One particular subtype of the batch and streaming systems are the data analytics systems. Whereas the lambda architecture does not make the “data lake” available except to programs, the data analytics systems expose the data as a first class citizen. This imposes additional requirements for access, either human-time or minutes, rather than hours, and for workloads, random reads rather than scans.

Data analytics otherwise follow a similar architecture to batch and streaming. The projections are computed regularly cheaply, and continuously updated on top. Dimensional and fact data is built into data marts that can then be used to explore, drill, etc. The storage systems that allow these type of operations are expensive, and usually powered by column storage models, such as Vertica.

Backoffice Systems

Backoffice systems are necessary to edit the dimensions and configuration of the system. A CMS is a backoffice system (but not the serving of the pages). Google Ad Manager is a backoffice system. The user expects that writes are immediately recorded and visible on the next operation. Strong ACID is required. Relational databases are usually the best and most straightforward solution for this type of systems.

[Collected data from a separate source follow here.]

PR #203, opened 2021-04-22
Use variant type group in `MapDomain.Groupable` with `deriving show`

vogler:
Follow up of comments in https://github.com/goblint/analyzer/commit/0d818dcf34b1630812d1e8ee9ca90ab21f506921.
Instead of `int` this uses a `type group` with [ppx_deriving](https://github.com/ocaml-ppx/ppx_deriving).

Old:
~~~ocaml
let classify x = match x with
  | x when x.vglob -> 2
  | x when x.vdecl.line = -1 -> -1
  | x when x.vdecl.line = -3 -> 5
  | x when x.vdecl.line = -4 -> 4
  | _ -> 1
let class_name n = match n with
  |  1 -> "Local"
  |  2 -> "Global"
  |  4 -> "Context"
  |  5 -> "Parameter"
  | -1 -> "Temp"
  |  _ -> "None"
~~~
New:
~~~ocaml
type group = Temp | Local | Global | Context | Parameter [@@deriving show { with_path = false }]
let to_group = Option.some @@ function
  | x when x.vglob -> Global
  | x when x.vdecl.line = -1 -> Temp
  | x when x.vdecl.line = -3 -> Parameter
  | x when x.vdecl.line = -4 -> Context
  | _ -> Local
~~~

Since it's in `Groupable`, I got rid of the `class*` names. Also, easier to search for `to_group` since there are many `LibraryFunctions.classify` which have nothing to do with this.

Tests pass, but I don't know if this changed some output in a wrong way.
I assume in the worst case, some things might not be grouped anymore.
However, with `include Printable.Std` it should complain if something is only overridden partially.

### DIFF
--- a/src/domains/mapDomain.ml
+++ b/src/domains/mapDomain.ml
@@ -58,11 +58,9 @@ end
 module type Groupable =
 sig
   include Printable.S
-  type group (* use [@@deriving show { with_path = false }, enum] *)
+  type group (* use [@@deriving show { with_path = false }] *)
   val show_group: group -> string
-  val group_to_enum: group -> int
-  val group_of_enum: int -> group option
-  val to_group: t -> group
+  val to_group: (t -> group) option
   val trace_enabled: bool (* Just a global hack for tracing individual variables. *)
 end
 
@@ -143,12 +141,12 @@ struct
 
   let pretty_f short () mapping =
     let groups =
-      let group_fold key itm gps =
-        let cl = Domain.to_group key |> Domain.group_to_enum in
-        match gps with
-        | (a,n) when cl <>  n -> ((cl,(M.add key itm M.empty))::a, cl)
-        | (a,_) -> ((fst (List.hd a),(M.add key itm (snd (List.hd a))))::(List.tl a),cl) in
-      List.rev (fst (fold group_fold mapping ([],min_int)))
+      let h = Hashtbl.create 13 in
+      let opt_apply k = Option.bind Domain.to_group (fun to_group -> Some (to_group k)) in
+      iter (fun k v -> BatHashtbl.modify_def M.empty (opt_apply k) (M.add k v) h) mapping;
+      let cmpBy f a b = Stdlib.compare (f a) (f b) in
+      (* sort groups (order of constructors in type group)  *)
+      BatHashtbl.to_list h |> List.sort (cmpBy fst)
     in
     let f key st dok =
       if ME.tracing && trace_enabled && !ME.tracevars <> [] &&
@@ -159,11 +157,11 @@ struct
                   dprintf "%a -> \n  @[%a@]\n") Domain.pretty key Range.pretty st
     in
     let group_name a () = text (Domain.show_group a) in
-    let pretty_group  map () = fold f map nil in
-    let pretty_groups rest map =
-      match (fst map) with
-      | -1 ->  rest ++ pretty_group (snd map) ()
-      | a -> rest ++ dprintf "@[%t {\n  @[%t@]}@]\n" (group_name (Domain.group_of_enum a |> Option.get)) (pretty_group (snd map)) in
+    let pretty_group map () = fold f map nil in
+    let pretty_groups rest (group, map) =
+      match group with
+      | None ->  rest ++ pretty_group map ()
+      | Some g -> rest ++ dprintf "@[%t {\n  @[%t@]}@]\n" (group_name g) (pretty_group map) in
     let content () = List.fold_left pretty_groups nil groups in
     dprintf "@[%s {\n  @[%t@]}@]" (short 60 mapping) content
 
--- a/src/domains/mapDomain.ml
+++ b/src/domains/mapDomain.ml
@@ -162,7 +162,7 @@ struct
     let pretty_group  map () = fold f map nil in
     let pretty_groups rest map =
       match (fst map) with
-      | 0 ->  rest ++ pretty_group (snd map) ()
+      | -1 ->  rest ++ pretty_group (snd map) ()
       | a -> rest ++ dprintf "@[%t {\n  @[%t@]}@]\n" (group_name (Domain.group_of_enum a |> Option.get)) (pretty_group (snd map)) in
     let content () = List.fold_left pretty_groups nil groups in
     dprintf "@[%s {\n  @[%t@]}@]" (short 60 mapping) content
--- a/src/domains/mapDomain.ml
+++ b/src/domains/mapDomain.ml
@@ -58,7 +58,7 @@ end
 module type Groupable =
 sig
   include Printable.S
-  type group (* use [@@deriving show, enum] *)
+  type group (* use [@@deriving show { with_path = false }, enum] *)
   val show_group: group -> string
   val group_to_enum: group -> int
   val group_of_enum: int -> group option
--- a/src/domains/mapDomain.ml
+++ b/src/domains/mapDomain.ml
@@ -63,7 +63,7 @@ sig
   val group_to_enum: group -> int
   val group_of_enum: int -> group option
   val to_group: t -> group
-  val trace_enabled: bool
+  val trace_enabled: bool (* Just a global hack for tracing individual variables. *)
 end
 
 module PMap (Domain: Groupable) (Range: Lattice.S) : PS with
--- a/src/domains/mapDomain.ml
+++ b/src/domains/mapDomain.ml
@@ -60,7 +60,7 @@ sig
   include Printable.S
   type group (* use [@@deriving show { with_path = false }] *)
   val show_group: group -> string
-  val to_group: (t -> group) option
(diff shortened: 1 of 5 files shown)


vogler:
https://github.com/goblint/analyzer/blob/9def498985ca2b10a9841133ee8fac9999bcc546/src/domains/mapDomain.ml#L61-L64

Since variants are ordered, the enum stuff could be removed if the following is rewritten to not rely on `int`:

https://github.com/goblint/analyzer/blob/9def498985ca2b10a9841133ee8fac9999bcc546/src/domains/mapDomain.ml#L145-L151

src/domains/mapDomain.ml
```diff
@@ -58,19 +58,14 @@ end
...
   val trace_enabled: bool
 end
 
-module StripClasses (G: Groupable) =
-struct
-  include G
-  let classify x = 0
-end
-
-(* Just a global hack for tracing individual variables. *)
```
sim642, line 72: I've always wondered what this comment is referring to, but now I think it's about the `Groupable.trace_enabled`. Maybe it should just be moved there?

src/domains/mapDomain.ml
```diff
@@ -149,7 +144,7 @@ struct
   let pretty_f short () mapping =
     let groups =
       let group_fold key itm gps =
-        let cl = Domain.classify key in
+        let cl = Domain.to_group key |> Domain.group_to_enum in
         match gps with
         | (a,n) when cl <>  n -> ((cl,(M.add key itm M.empty))::a, cl)
         | (a,_) -> ((fst (List.hd a),(M.add key itm (snd (List.hd a))))::(List.tl a),cl) in
```
sim642, line 150: I tried to understand what it's doing, but it doesn't make sense as it is. The second case then has `n = cl` essentially. So the second component of the fold pair will always be the previous key's group. But then:
1. What about keys from alternating groups? Nothing about the groups is tied to the ordering (key `compare`) of the map, so it would only group consecutively?
2. Why is the second case consing a pair with `fst (List.hd a)` instead of just `cl` (the key's group)? How can it be anything other than `cl`?

src/domains/mapDomain.ml
```diff
@@ -163,12 +158,12 @@ struct
         dok ++ (if Range.isSimple st then dprintf "%a -> %a\n" else
                   dprintf "%a -> \n  @[%a@]\n") Domain.pretty key Range.pretty st
     in
-    let group_name a () = text (Domain.class_name a) in
+    let group_name a () = text (Domain.show_group a) in
     let pretty_group  map () = fold f map nil in
     let pretty_groups rest map =
       match (fst map) with
       | 0 ->  rest ++ pretty_group (snd map) ()
```
sim642, line 165: If I'm not mistaken, then this `fst map` comes from `groups` as some group number. But then group number `0` is special because it's printed differently?

Previously `Basetype.Variables` didn't have group 0, but now it has and changes the output?

src/domains/mapDomain.ml
vogler: Probably. Moved.

src/domains/mapDomain.ml
vogler: Yes, this code is way too convoluted and should be rewritten.
Is there some test that has enough grouped output that can be used to test it?

src/domains/mapDomain.ml
vogler: Mh, yes, seems like 0 means no group. Since `group_to_enum` starts with 0, I'll change this to -1 in `Printable.Std`.

src/domains/mapDomain.ml
sim642: Printing a `CPA` that contains a few local variables, global variables and function parameters should be observable from a fairly simple example, but I haven't actually tried. Also, I'm not sure how to get context and temp groups from a program, but for testing the grouping, a few of the above should be sufficient.

I've definitely seen them grouped in some tracing output. But I don't remember groups alternating, so maybe it currently handles proper grouping but I just didn't understand how.

src/domains/mapDomain.ml
sim642: If we want to get rid of `int`-based groups and use `deriving ord` instead, then I suppose `to_group` would have to return `group option` instead.

src/domains/mapDomain.ml
vogler: I just inserted a print in `MapDomain.LiftTop()().add` and it seems like it's working.
The `fold` traverses it in a fixed order such that the groups are consecutive. Maybe it relies on the keys' compare to ensure this.
The `group_to_enum` values don't affect the order - maybe it should be sorted by them afterwards?

src/domains/mapDomain.ml
vogler: Yes. However, like this it's an ok trade-off I think. We only have this `let group_to_enum () = -1` in `Printable.Std` - places that use groups can derive it. If we change `to_group` to `group option` you have the problem that users can return both `Some` and `None` which makes no sense. (And lots of `Some` in the default override case.)

vogler: Don't need `deriving ord` to get rid of `deriving enum` since constructors are `compare`d in order of definition.
Just need a reduce that starts with the first element instead of the fold.

src/domains/mapDomain.ml
vogler: Rewrote it. Should work with non-consecutive groups and sorts by the variant type's order.

src/domains/mapDomain.ml
vogler: Got rid of `enum` and changed it to `val to_group: (t -> group) option` which is safe and not too cumbersome to write.

vogler:
Got rid of `enum` and rewrote grouping in https://github.com/goblint/analyzer/pull/203/commits/8ad8625d3b8f8cdc72e99e18ab984a76646d0fcf.

src/domains/mapDomain.ml
sim642: The type `(t -> group) option` seems a bit weird. Why not have it as `t -> group option`? It would both be easier to work with and would match the current possibilities of groups, i.e. you can have ungrouped keys in a map, which may also contain some grouped things. I think none of the existing cases do that and it's probably not terribly useful, but the optional function is quite unusual too.

And then in the `Std` case, we could have `type group = |` ([empty variant](https://ocaml.org/releases/4.12/htmlman/emptyvariants.html)), which has no values. That would remove the weird alternative `Std.to_group`, which would give the unit group instead of no group.

src/domains/mapDomain.ml
sim642: While working on https://github.com/goblint/cil/issues/31 I think I figured out why the old implementation seemed to not have multiple non-consecutive copies of the same group in the output. The key ordering of `CPA` is based on `vid`s and by using `Partial.globally_unique_vids` those just happened to be renumbered in a way that all the parameters were numbered consecutively and then all the local variables were numbered consecutively etc.

sim642: I just checked that indeed the old implementation doesn't group non-consecutively. For example here the global `main` was introduced by Goblint (after all the CIL stuff) for the return value of the thread (not the function) and ends up in a duplicate block:
```
mapping {
  Global {
    g -> (36)
  }
  Temp {
    RETURN -> (0)
  }
  Global {
    main -> (0)
  }
}
```

After this PR the globals are actually together which makes much more sense IMO.

src/domains/mapDomain.ml
vogler: The question is if we want to allow having ungrouped mixed with grouped.
Would look like this (`None` instead of `Some Temp`):
~~~
mapping {
  tmp -> (0)
  tmp___0 -> (0)
  tmp___1 -> (1)
  tmp___2 -> (0)
  tmp___3 -> (1)
  tmp___4 -> (Unknown int([-31,31]))
  tmp___5 -> (Unknown int([-31,31]))
  tmp___6 -> (Unknown int([-31,31]))
  Global {
    __stdinp ->
      {NULL, ?}
    __stdoutp ->
      {NULL, ?}
    __stderrp ->
      {NULL, ?}
    sys_nerr -> (Unknown int([-31,31]))
    sys_errlist ->
      (Array: {}, (Unknown int([-63,63])))
    glob1 -> (5)
    glob2 -> (9)
  }
  Local {
    i -> (1)
    j -> (0)
    k -> (1)
  }
}
~~~
No strong opinion.

> the optional function is quite unusual too

In our codebase yes. It's just the apply that's harder to understand, the definitions don't differ much.

Changed it in https://github.com/goblint/analyzer/pull/203/commits/8ad23513351c985eda799cbf2c7cc642f713cbfd

sim642: I think it wouldn't hurt to have the possibility of mixing them, especially since it doesn't make the code any more sophisticated to have the flexibility.

sim642 (approved):

PR #1312, opened 2023-12-28
Small output readability improvements

### LINKED ISSUE #1192: Small output readability improvements
Our messages contain various redundant information which makes the messages long and harder to read. Based on some option we could try to produce simpler output for some things:
- [x] `(0,[0,0])` → `0` — constant integers don't need the constant repeated in every domain.
- [ ] `(Unknown int([0,8]),[0,255])` → `[0,255]` — intervals are clearer than equivalent def_exc ranges.
- [x] `(Unknown int([-63,63]),[-9223372036854775808,9223372036854775807])` → `⊤` — top intervals are easier recognized as such.
- [x] `(alloc@sid:82773@tid:main(#top))` → `(alloc@sid:82773@tid:main)` — disabled malloc uniqueness counter is excessive.
- [x] `(alloc@sid:488@tid:Top Threads(#top))` → `(alloc@sid:488)` — top thread ID is excessive.
- [x] `(alloc@sid:82843@tid:main(#top))[def_exc:0; intervals:[0,0]]` → `(alloc@sid:82843@tid:main)[0]` — covered by above.
- [x] `(alloc@sid:82832@tid:main(#top))[def_exc:Unknown int([-63,63]); intervals:[-9223372036854775808,9223372036854775807]]` → `(alloc@sid:82832@tid:main)[⊤]` — covered by above.
- [ ] `mhp:{tid=POOL_thread; created=All Threads}` → `mhp:{tid=POOL_thread}` — top created threads set cannot exclude anything anyway?
- [x] `mhp:{tid=main; created=All Threads}, thread:main` → `thread:main` — thread ID repeated by `threadid` and `mhp` analyses.

karoliineh:
Resolves #1192


src/analyses/wrapperFunctionAnalysis.ml
```diff
@@ -131,8 +131,19 @@ module MallocWrapper : MCPSpec = struct
...
+          else
+            Format.dprintf "(#%s)" (UniqueCount.show c)
+        in
+        let tid =
+          if ThreadLifted.is_top t then
+            Format.dprintf ""
+          else
+            Format.dprintf "@tid:%s%t" (ThreadLifted.show t) uniq_count
+        in
+        Format.asprintf "(alloc@sid:%s%t)" (Node.show_id node) tid
```
sim642, line 146: The statement IDs (`sid`) were added into alloc variable names for incremental analysis at some point. Are they actually required, @jerhard / @stilscher?

The one remaining problem in this PR is that cram tests fail on OSX because `sid`s are different. I would just remove them from the variable names altogether (races on those variables are reported for the right node locations anyway), but maybe some incremental logic requires them to match variables by name?

Without it, alloc variable names in the same thread would all have the same name (but different `vid` and location). For the user looking at Goblint race warnings, these numbers are meaningless clutter in the output. Even for us, they are only meaningful when looking at the HTML at the same time.

src/cdomains/intDomain.ml
```diff
@@ -407,8 +407,16 @@ struct
...
+      "⊤"
+    else
+      I.show x.v  (* TODO add ikind to output *)
+  let pretty () x =
+    if I.is_top_of x.ikind x.v then
+      Pretty.text "⊤"
+    else
+      I.pretty () x.v (* TODO add ikind to output *)
   let pretty_diff () (x, y) = I.pretty_diff () (x.v, y.v) (* TODO check ikinds, add them to output *)
   let printXml o x = I.printXml o x.v (* TODO add ikind to output *)
```
sim642, line 421: Maybe for consistency the top-specialization should also be in `printXml` so it's consistent in HTML output. It's not automatically testable, but still.

src/cdomains/intDomain.ml
```diff
@@ -3688,18 +3714,16 @@ module IntDomTupleImpl = struct
...
-      None
-    )
-  let to_int = same BI.to_string % mapp2 { fp2 = fun (type a) (module I:SOverflow with type t = a and type int_t = int_t) -> I.to_int }
   let to_bool = same string_of_bool % mapp { fp = fun (type a) (module I:SOverflow with type t = a) -> I.to_bool }
   let minimal = flat (List.max ~cmp:BI.compare) % mapp2 { fp2 = fun (type a) (module I:SOverflow with type t = a and type int_t = int_t) -> I.minimal }
   let maximal = flat (List.min ~cmp:BI.compare) % mapp2 { fp2 = fun (type a) (module I:SOverflow with type t = a and type int_t = int_t) -> I.maximal }
   (* others *)
-  let show = String.concat "; " % to_list % mapp { fp = fun (type a) (module I:SOverflow with type t = a) x -> I.name () ^ ":" ^ (I.show x) }
+  let show x =
+    match to_int x with
```
sim642, line 3722: Same here, this could also be in `printXml`.

src/analyses/wrapperFunctionAnalysis.ml
stilscher: Julian and me think that it should be possible to remove the `sid`  from the variable names. It was added when removing the location from the name, because locations can change in different program versions even without actual semantic changes. Since the malloc variable names are not part of the `NodeVarinfoMap` we can at least not think of a possible problem when removing the `sid` from the name.

michael-schwarz: > Without it, alloc variable names in the same thread would all have the same name (but different vid and location). 

Do we print `vid`s by default everywhere we print names? Otherwise removing the `sid` is confusing because it will be harder to track the evolution of a variable across program states if both copies have the same name (I'm not sure if we can always rely on the order in such casses).

src/analyses/mHPAnalysis.ml
```diff
@@ -12,7 +12,9 @@ struct
     include MHP
     let name () = "mhp"
     let may_race = MHP.may_happen_in_parallel
-    let should_print _ = true
+    let should_print {tid; created; must_joined} =
+      not (ConcDomain.ThreadSet.is_empty created)
+      || not (ConcDomain.ThreadSet.is_empty must_joined)
```
michael-schwarz, line 17: How is this an improvement? All this information is needed to understand why accesses are considered racy.

src/analyses/wrapperFunctionAnalysis.ml
```diff
@@ -131,8 +131,19 @@ module MallocWrapper : MCPSpec = struct
       CilType.Location.show loc
 
     let name_varinfo (t, node, c) =
-      Format.asprintf "(alloc@sid:%s@tid:%s(#%s))" (Node.show_id node) (ThreadLifted.show t) (UniqueCount.show c)
-
+        let uniq_count =
+          if UniqueCount.is_top c then
+            Format.dprintf ""
```
michael-schwarz, line 136: If the uniqueness counter is activated and some things are kept apart, would it not be useful to know that this is

`alloc@...#T` (which means it's not `alloc@...#0`). If nothing is kept apart, I agree that this is indeed superfluous.

src/analyses/wrapperFunctionAnalysis.ml
```diff
@@ -131,8 +131,19 @@ module MallocWrapper : MCPSpec = struct
...
+          else
+            Format.dprintf "(#%s)" (UniqueCount.show c)
+        in
+        let tid =
+          if ThreadLifted.is_top t then
```
michael-schwarz, line 141: I'd argue the same here: If we are attempting to compute useful thread ids, I'd still make the top explicit.

src/cdomains/mHP.ml
```diff
@@ -24,7 +24,6 @@ let current (ask:Queries.ask) =
   }
 
 let pretty () {tid; created; must_joined} =
-  let tid_doc = Some (Pretty.dprintf "tid=%a" ThreadIdDomain.ThreadLifted.pretty tid) in
```
michael-schwarz, line 27: Whys is the tid of the thread not interesting here?

src/cdomains/threadIdDomain.ml
```diff
@@ -56,10 +56,13 @@ struct
         (struct let name = "no node" end))
 
   let show = function
```
michael-schwarz, line 58: I'd make the same argument here as for the malloc counters.

src/cdomains/mHP.ml
sim642: See the example in #1192. MHP takes `tid` directly by querying the thread ID analysis, but that analysis already shows this exact information. So thread IDs are always duplicated in race output.

src/analyses/mHPAnalysis.ml
michael-schwarz: Ok, for must-joined I guess this holds.
An empty created set is very strong information though (no information would be top).

src/analyses/wrapperFunctionAnalysis.ml
sim642: Useful to know what is?

This is completely consistent whether or not the counter limit is greater than zero: the variable without `#i` is the non-unique one, those with `#i` are the unique ones. We don't need two different representations for the same thing.

We don't need Goblint to tell the user in every warning what analysis the user activated. They activated those things themselves in the configuration they wrote.

src/analyses/mHPAnalysis.ml
sim642: If the created set is empty, we're already single-threaded and that's already reflected by the thread flag.

src/analyses/wrapperFunctionAnalysis.ml
michael-schwarz: I would want to follow the principle of least surprise. If I enable an option to keep `n` allocs apart, I want the system to tell me whether it was able to assign a unique counter to a given heap variable. Otherwise, I have to do some sort of inferring what it means for the system to leave out the `#i`.

Imagine for example I have a huge program and I want to inspect the warning at one program point. I turn on the uniqueness counter, and nothing changes about the warning. Was it that I specified the option in the wrong file? Did I load an old result? If I now see `#top` I know that my option had some effect.

src/analyses/wrapperFunctionAnalysis.ml
michael-schwarz: This then is an argument that we should keep `sid`s regardless.

karoliineh: The issue seems to be caused by the function `create_var` in `cilfacade.ml` because vars with the same name get the same hash and thus also the same `vid`. @sim642 has already questioned this function in https://github.com/goblint/analyzer/pull/1092#discussion_r1447083592.

src/analyses/wrapperFunctionAnalysis.ml
sim642: > Was it that I specified the option in the wrong file? Did I load an old result? If I now see `#top` I know that my option had some effect.

That logic doesn't apply to most of our options though. Making analyses path-sensitive, enabling int domain refinement, enabling widening thresholds, adding malloc or thread wrappers, etc.
The goal of this PR is not to fix the new issue you bring up. Nor does keeping the `#top` fix users accidentally looking at some wrong path for configuration or results.

michael-schwarz: Maybe we should discuss this at the GobCon with everyone. I feel the proposed change here makes it harder to understand and interpret the result rather than easier.

src/analyses/wrapperFunctionAnalysis.ml
jerhard: The string that is shown for a malloced-block does not necessarily have to be the same `vname` as the name; one could adapt the printing in `BaseType.Variables.show`. 

For HTML-output I would also be in favor of having at least one of the line or the sid visible.

src/cdomain/value/cdomains/threadIdDomain.ml
```diff
@@ -55,19 +55,23 @@ struct
...
-    | (f, None) -> f.vname
+  let show (f, ni_opt) = 
+    let vname = f.vname in
+    match ni_opt with
+    | None -> vname
+    | Some (n, i_opt) ->
+      let vname_loc = vname ^ "@" ^ CilType.Location.show (UpdateCil.getLoc n) in
+      match i_opt with
+      | Some i -> vname_loc ^ "#" ^ string_of_int i
+      | None when GobConfig.get_bool "dbg.full-output" -> vname_loc ^ "#top"
```
sim642, line 66: Maybe use `⊤` here as well, similarly to some other places now.

sim642 (approved):
Looks good by me. With `dbg.full-output` all the old output is retained now.

The splitting up of `mhp:{...}` in accesses I would leave for a separate PR because it's more than just `show`/`pretty`/`printXml` changes. Unless we want it to be like `thread:{tid=...; created={...}}`, which would be the case since the created thread set is also in the `threadid` analysis domain. Allowing one analysis to nicely output two components into accesses probably requires some `MCPAccess` changes.

michael-schwarz (approved):
LGTM now! Sorry I was unaware that this was still waiting for me review!

PR #1323, opened 2024-01-11
Implement `combine_assign` in `threadEscape`

karoliineh:


src/analyses/threadEscape.ml
```diff
@@ -133,17 +132,26 @@ struct
     let ask = Analyses.ask_of_ctx ctx in
     let vs = mpt ask (AddrOf lval) in
     if D.exists (fun v -> v.vglob || has_escaped ask v) vs then (
-      let escaped = escape_rval ctx rval in
+      let escaped = escape_rval ctx (Analyses.ask_of_ctx ctx) rval in
```
sim642, line 135:
```suggestion
      let escaped = escape_rval ctx ask rval in
```

src/analyses/threadEscape.ml
```diff
@@ -133,17 +132,26 @@ struct
...
     ) else begin
       ctx.local
     end
 
+  let combine_assign ctx (lval:lval option) (fexp:exp) f args fc au f_ask : D.t =
+    let ask = Analyses.ask_of_ctx ctx in
+    match lval with
+    | Some lval when D.exists (fun v -> v.vglob || has_escaped ask v) (mpt ask (AddrOf lval)) ->
+      let rval = Lval (ReturnUtil.return_lval ()) in
+      let escaped = escape_rval ctx f_ask rval in
```
michael-schwarz, line 146: Could you elaborate on why `f_ask` is the one we want here? Maybe also leave a comment on this?

karoliineh: Because `ask` will answer in the context of the outer function, but we are interested in escaping the return value of the function that is called that is not yet reachable in the outer context.

michael-schwarz (approved):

Backoffice systems also ingest data from the batch and streaming systems, as well as some from the data analytics. Editors modify and configure the system, and their edits are captured in a database providing ACID guarantees as they do that. External jobs are used to push the data out back to the batch and streaming systems, so that the configuration and dimensional data can be used in jobs and exposed for serving workloads.

Conclusion

We have seen that there are four main types of data access, and that each of them leads to an architecture and a choice of storage systems. The boundaries between these four groups of systems are better tight, so that there is no leakage of abstractions between them that would lead to a degradation of performance, increase in complexity and reduced scalability.

We would like to embrace these architectural principles of design, based on decades of experience from large scale hi-tech companies, as we move forward building the world’s largest crawler, index and search engine for road data. Such a task requires extremely high scalability, at very small unit cost of processing.

When I joined Yahoo, one of the things that surprised me most was the sentence “developers are cheap, systems are expensive,” which is exactly the opposite of what I used to say and hear before I join. This obsession with simplicity, performance and cost is what defines these hi-tech companies and the only way to provide such systems at world scale. It’s on us to now take on these learnings and apply daily to our craft, so that the architecture, designs and code we produce are simple, performant, and highly-scalable at very low unit cost.